Run the script on the command line, passing it the URL you're interested in and a filename to which you'd like the results saved (you can also hardcode a default output location into the script). The following output shows an example of the script's DEBUG output turned on:

 %  perl alexa.pl http://www.gamegrene.com/ testing.html  Start URL is http://www.gamegrene.com/ Fetching Alexa data for http://www.gamegrene.com/ Fetching Alexa data for http://www.elvesontricycles.com/ Fetching Alexa data for http://www.chimeramag.com/ Fetching Alexa data for http://pages.infinit.net/raymondl Fetching Alexa data for http://www.beyond-adventure.com/ Fetching Alexa data for http://strcat.com/News Fetching Alexa data for http://members.aol.com/stocdred Fetching Alexa data for http://lost-souls.hk.st/ Fetching Alexa data for http://www.gamerspulse.com/ Fetching Alexa data for http://www.gignews.com/ Fetching Alexa data for http://www.gamesfirst.com/ Searching for 0070120102... Searching for 0070213631... Searching for 0070464081... Searching for 0070465886... ..etc.. Searching for 1879239027... Writing to testing.html 

Figure 4-4 shows an example of the resulting file.

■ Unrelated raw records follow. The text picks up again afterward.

PR #2988, opened 2023-05-27
Allow webkit-specific schemes

shamazmazum:
Hi! After I had updated my WebKit to a newer version with PDF.js pdf files stopped downloading. This patch allows nyxt to show pdf files using PDF.js

### DIFF
--- a/source/renderer/gtk.lisp
+++ b/source/renderer/gtk.lisp
@@ -2316,3 +2316,6 @@ See `make-buffer' for a description of the other arguments."
                                   nyxt/mode/user-script:renderer-user-script))))
 
 (setf nyxt::*renderer* (make-instance 'gtk-renderer))
+
+(defmethod browser-schemes append ((browser gtk-browser))
+  '("webkit" "webkit-pdfjs-viewer"))
--- a/source/urls.lisp
+++ b/source/urls.lisp
@@ -189,28 +189,36 @@ documentation."
 Public Suffix list, T otherwise."
   (sera:true (cl:ignore-errors (cl-tld:get-tld hostname))))
 
+(export-always 'browser-schemes)
+(defgeneric browser-schemes (browser)
+  (:method-combination append)
+  (:documentation "Return a list of schemes supported by a browser"))
+
+;; Set specifier to T because *BROWSER* can be bound to NIL
+(defmethod browser-schemes append ((browser t))
+  (let ((nyxt-schemes (append '("blob" "javascript") (alex:hash-table-keys *schemes*)))
+        ;; List of URI schemes: https://www.iana.org/assignments/uri-schemes/uri-schemes.xhtml
+        ;; Last updated 2020-08-26.
+        (iana-schemes
+         '("aaa" "aaas" "about" "acap" "acct" "cap" "cid" "coap" "coap+tcp" "coap+ws"
+           "coaps" "coaps+tcp" "coaps+ws" "crid" "data" "dav" "dict" "dns" "example" "file"
+           "ftp" "geo" "go" "gopher" "h323" "http" "https" "iax" "icap" "im" "imap" "info"
+           "ipp" "ipps" "iris" "iris.beep" "iris.lwz" "iris.xpc" "iris.xpcs" "jabber"
+           "ldap" "leaptofrogans" "mailto" "mid" "msrp" "msrps" "mtqp" "mupdate" "news"
+           "nfs" "ni" "nih" "nntp" "opaquelocktoken" "pkcs11" "pop" "pres" "reload" "rtsp"
+           "rtsps" "rtspu" "service" "session" "shttp" "sieve" "sip" "sips" "sms" "snmp"
+           "soap.beep" "soap.beeps" "stun" "stuns" "tag" "tel" "telnet" "tftp"
+           "thismessage" "tip" "tn3270" "turn" "turns" "tv" "urn" "vemmi" "vnc" "ws" "wss"
+           "xcon" "xcon-userid" "xmlrpc.beep" "xmlrpc.beeps" "xmpp" "z39.50r" "z39.50s"))
+        ;; https://www.iana.org/assignments/special-use-domain-names/special-use-domain-names.xml
+        ;; TODO: Remove when https://github.com/lu4nx/cl-tld/issues/2 is fixed.
+        (special-use-schemes
+         '("example" "invalid" "local" "localhost" "onion" "test")))
+    (append nyxt-schemes iana-schemes special-use-schemes)))
+
 (export-always 'valid-scheme-p)
 (defun valid-scheme-p (scheme)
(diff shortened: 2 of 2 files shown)


shamazmazum:
This is why PDF.js is turned off by default:
20230528_09h38m18s_grim

WebKit always opens PDF.js' viewer with URL `webkit-pdfjs-viewer://pdfjs/web/viewer.html?file=`. I've googled and found that `?file=` part must contain a name of pdf document which is used when the document is saved to disk. With empty `file` parameter the name will always be `document.pdf`. To avoid possible confusion I switched PDF.js off by default, but if somebody knows a solution how this URL can be changed by means of Nyxt, I would like to hear it.

aartaka:
> This patch fixes downloading of pdf files and also allows a user to view pdf in the browser if `always-download-pdfs-p` slot in `context-buffer` is set to `nil` (it's `t` by default).

But then, there's a download option in PDF.js, so why have a fallback for plain downloads (besides being one keyshord/click less)?

aartaka:
Except for `always-download-pdfs-p`, this one looks good to me and I'm eager to merge it!

aadcg:
Nothing of interest to be shared from my side. @aartaka feel free to proceed as you find best.

shamazmazum:
@aartaka PDF.js always saves pdf files under the name `document.pdf` because WebKit does not pass a correct name to PDF.js. See my comment with a screenshot which illustrates the problem. Do you have any ideas how to fix this problem?

aartaka:
> @aartaka PDF.js always saves pdf files under the name `document.pdf` because WebKit does not pass a correct name to PDF.js. See my comment with a screenshot which illustrates the problem. Do you have any ideas how to fix this problem?

The only idea I'm able to come to is renaming the existing `document.pdf` (if any) in the save directory. Like we do with download names in `download-manager::ensure-unique-file`.

Would you be willing to hack on file uniqueness, or should I take care of it?

source/renderer/gtk.lisp
```diff
@@ -1904,8 +1904,25 @@ local anyways, and it's better to refresh it if a load was queried."
...
+;; https://stackoverflow.com/questions/47098206/pdf-js-downloading-as-document-pdf-instead-of-filename .
+;; Here we restore the original file name from an URL if a suggested
+;; file name looks suspicious.
+(sera:-> maybe-fix-pdfjs-filename (string quri:uri)
+         (values string &optional))
+(defun maybe-fix-pdfjs-filename (suggested-file-name uri)
+  (let ((pathname (pathname (quri:uri-path uri))))
+    (if (and (string= suggested-file-name "document.pdf")
+             (string= (pathname-type pathname) "pdf"))
+        (namestring (make-pathname :name (pathname-name pathname)
```
aartaka, line 1919: Could be worth using `uiop:native-namestring` instead, so that it's 100% portable across systems.

jmercouris:
I think this is ready now, no?

shamazmazum:
@aartaka Thanks for the tip with `uiop:native-namestring`! It's done.
@jmercouris Yes, it's ready.

jmercouris:
Thank you so much :-)

aadcg:
@jmercouris, I'm officially denying you the right to merge pull requests :p

Here you have done two mistakes. 

One, you merged it without rebasing against master (resulting in the git log mess you can in the screenshot below). Btw, I believe you have clicked the merge button from GitHub, and I don't understand why it doesn't rebase when merging (by default). I'm sure that there's a setting to do it. Nonetheless, the button should _never_ be used because it won't merge as [per our standard](https://github.com/atlas-engineer/nyxt/blob/master/documents/README.org#branch-management). 

Two, you didn't double check whether this PR meets all requirements. This has been merged without a changelog entry. 

As a punishment, you're required to push a changelog entry relative to this PR. Recall that you need to create a new changelog heading called "3.X.Y".

jmercouris:
Oof. I thought I was doing the right thing... I thought hard about whether to do a rebase and merge... I will no longer use the GitHub UI...

jmercouris:
Sorry about that :-\!

jmercouris:
So I'll move 3.x.y to 3.1.0 and then make a new 3.x.y? correct?

aadcg:
No worries! Nothing personal, as you very well know :)

> So I'll move 3.x.y to 3.1.0 and then make a new 3.x.y? correct?

I think you're correct! @Ambrevar might have a better understanding of how it used to be done, but it seems that we're reasoning correctly. 

So, concretely, I believe we need to do as per the diff below. I'd probably do it in 2 commits. One for renaming 3.X.Y, and another one to add an entry about this PR.

```diff
modified   source/changelog.lisp
@@ -694,7 +694,7 @@ define-version "3.0.0"
 color-picker support as an example application for this feature.")
      (:li "New " (:nxref :function 'match-port) " URL designator predicate for auto-rules."))))
 
-(define-version "3.X.Y"
+(define-version "3.1.0"
   (:ul
    (:li "REPL provides symbol suggestions with " (:code "tab") "/" (:code "C-i") ".")
    (:li "Re-enable global history.")
@@ -704,3 +704,7 @@ define-version "3.X.Y"
   (:ul
    (:li (:code "conservative-history-movement-p") " was deprecated in favor of "
         (:nxref :slot 'global-history-p :class-name 'buffer) ".")))
+
+(define-version "3.X.Y"
+  (:ul
+   (:li "New entry.")))

```

Ambrevar:
Yes, I think this "3.X.Y" naming convention works alright.

aadcg:
@jmercouris it's good that didn't complete the punishment task yet :p

See commit 37088a88d. When I released 3.1.0, I've revised the changelog. I should have sent that commit from the `3-series` branch to `master`. I did it now. Next time I'll do it on the spot to avoid confusion.

Please don't forget to add a changelog entry that sums up the changes on this PR. Thanks.

jmercouris:
Phew :-D

jmercouris:
My punishment is no pay for a year :-D

Ambrevar:
> I'd like to remind everyone that the smallest of changes require changelog entries. See commit [13119df](https://github.com/atlas-engineer/nyxt/commit/13119dfaf7af739e5a346a19e967d2d00632dea0). As you can see, I had to add most changelog entries before the actual release. CC @aartaka @Ambrevar.

Roger that!

aartaka:
> leverage PDF.js to open PDF files that are available locally?

The first idea that comes to my mind is checking whether the loaded resouce is a PDF and redirecting to webkit-pdf: scheme if it is. I'm doing something like that in my unpdf config: https://github.com/aartaka/nyxt-config/blob/master/unpdf.lisp

shamazmazum:
@aadcg Yes, it's possible. Firstly open a directory which contains the needed file with `C-x C-f` (with emacs scheme), then click on the file. Example:
20230909_06h59m10s_grim

It's not working when opening PDF directly.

Figure 4-4. Amazon.com's related products for Gamegrene.com
figs/sphk_0404.gif

Hacking the Hack

As the script stands, it requires manual running or a cron script [Hack #90] to regularly place the latest information on your own pages (if that's your intent, of course). You might want to turn this into a CGI program and let people enter web sites of their own choice. This is pretty easy to do. If you've created an HTML form that accepts the desired web site in an input named url , like this:

 <form method="GET" action="alexa.pl"> URL: <input type="text" name="url" /> </form> 

then modifying your script to accept this value means changing this:

 # get our arguments. the first argument is the # URL to fetch, and the second is the output. my $url = shift  die "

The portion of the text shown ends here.